**EXERCISE GOAL**
Search the material below for the word "also". Copy every line that has it.
________________________________________
PR #1114, opened 2015-02-19
Finish first integration test

sam-falvo:


otter/integration/lib/autoscale.py
```diff
@@ -72,6 +84,74 @@ def decide(resp):
...
+
+        class Looper(object):
+            """Inner-class to support looping until either of two conditions
+            holds: (1) we see at least `servers_desired` servers in existence,
+            or (2) a timeout is reached.
+            """
+
+            def __init__(self, sg):
+                self.elapsed_time = 0
+                self.sg = sg
```
lvh: What is an "sg"?

otter/integration/lib/autoscale.py
```diff
@@ -72,6 +84,74 @@ def decide(resp):
...
+                else:
+                    raise TimeoutError(
+                        "Spent %ds, polling every %ds, timeout." % (
+                            self.elapsed_time, period
+                        )
+                    )
+
+            def ensure_200_result(self, state_results):
+                if state_results[0] != 200:
+                    raise Exception("Scaling group not found.")
```
lvh: This error message could use improvement. On a variety of errors that aren't about not finding the scaling group, it'd say the scaling group wasn't found, right?

sam-falvo: 200 and 404 are listed as "valid results" for the get_scaling_group_details call.  Any other result will throw an exception.  In this case, I'm also discarding the 404 valid result, since it's not valid for our needs here.

otter/integration/lib/autoscale.py
```diff
@@ -72,6 +84,75 @@ def decide(resp):
...
+            the clock to use for scheduling things.  Defaults to `reactor`
+            if not specified.
+
+        :return: If the operation succeeds, the same instance of TestResources.
+            Otherwise, an exception is raised.
+        """
+
+        clock = clock or reactor
+
+        class Looper(object):
```
manishtomar: You could do 
```python
retry(check_servers, can_retry=transient_errors_except(UnknownScalingGroup), next_interval=repeating_interval(10))
```
where `UnknownScalingGroup` exception is raised on 404 instead of implementing your own `Looper`.

cyli:
Please ignore integration test failure - that is due to a different bug in master.

otter/integration/lib/autoscale.py
sam-falvo: Is this blocking?  I'd prefer to explore this in a separate PR, especially since this PR works and is getting long in the tooth.

cyli: I'd love to see this explored/addressed soonish, since it'd be nice to reuse existing code, and also Looper may run into issues if autoscale does not reply in a timely manner (it counts the delays between tries, so if autoscale just hangs on a reply, the tests will also hang).

But yes we can address this in a later PR.  :)  Especially since the tests are for the wait for N servers function.

cyli:
I've run the test against mimic, (with some adjustment because autoscale is not in the mimic service catalog), and it does work, as do the unit tests on lib.

I'm cool with merging this in as a first successful trial-based integration test spike, but it'd be awesome to do a cleanup/refactor run after this too.  :)

sam-falvo:
The reason 200 and 404 are "successful" values is because 404 is an expected result in one of my tests.  Just not this one.  :)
________________________________________
**YOUR SOLUTION**
sam-falvo: 200 and 404 are listed as "valid results" for the get_scaling_group_details call.  Any other result will throw an exception.  In this case, I'm also discarding the 404 valid result, since it's not valid for our needs here.
cyli: I'd love to see this explored/addressed soonish, since it'd be nice to reuse existing code, and also Looper may run into issues if autoscale does not reply in a timely manner (it counts the delays between tries, so if autoscale just hangs on a reply, the tests will also hang).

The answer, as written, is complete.